Assigned task
Search the entries below for "right", and copy each line where it appears.

Data

= = =

PR #404, opened 2026-06-29
Mistral/OpenRouter: Skip non-text-to-text models and parse context size/pricing correctly

sdroege:
See individual commits.

### DIFF
--- a/maki-providers/src/providers/openrouter.rs
+++ b/maki-providers/src/providers/openrouter.rs
@@ -101,7 +101,67 @@ impl Provider for OpenRouter {
     fn list_models(&self) -> BoxFuture<'_, Result<Vec<crate::model::ModelInfo>, AgentError>> {
         Box::pin(async move {
             let auth = self.auth.lock().unwrap().clone();
-            self.compat.do_list_models(&auth).await
+            let base = auth
+                .base_url
+                .as_deref()
+                .unwrap_or(self.compat.config().base_url);
+            let url = format!("{base}/models");
+            let body_text = self.compat.get_text(&auth, &url).await?;
+            let body: Value = serde_json::from_str(&body_text)?;
+            let mut models: Vec<crate::model::ModelInfo> = body["data"]
+                .as_array()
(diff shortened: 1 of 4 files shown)


maki-providers/src/providers/openrouter.rs
```diff
@@ -101,7 +101,67 @@ impl Provider for OpenRouter {
     fn list_models(&self) -> BoxFuture<'_, Result<Vec<crate::model::ModelInfo>, AgentError>> {
         Box::pin(async move {
             let auth = self.auth.lock().unwrap().clone();
-            self.compat.do_list_models(&auth).await
+            let base = auth
+                .base_url
```
tontinton, line 105: url resolution, get_text, json parse, `body["data"]`, sort are all the same as `do_list_models`. maybe extract a `fetch_model_data(&self, auth) -> Result<Vec<Value>>` that returns the raw array, then each provider just does their own `filter_map`? 3 copies of this right now

tontinton (changes requested):

maki-providers/src/providers/openrouter.rs
sdroege: Or have a `do_list_models_with_filter_map(&auth, |v: Value| -> Option<ModelInfo>)` or so?

tontinton: that's fine too

sdroege: Do you have a preference? I don't like either option but don't have a better idea :)

tontinton: honestly not a big deal, we can leave as is

tontinton (approved):

maki-providers/src/providers/openrouter.rs
sdroege: I meant that I prefer either of the two over the current duplication :) I'll think about it a bit and send a PR once I have an idea that feels right.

= = =

Solution
tontinton, line 105: url resolution, get_text, json parse, `body["data"]`, sort are all the same as `do_list_models`. maybe extract a `fetch_model_data(&self, auth) -> Result<Vec<Value>>` that returns the raw array, then each provider just does their own `filter_map`? 3 copies of this right now
sdroege: I meant that I prefer either of the two over the current duplication :) I'll think about it a bit and send a PR once I have an idea that feels right.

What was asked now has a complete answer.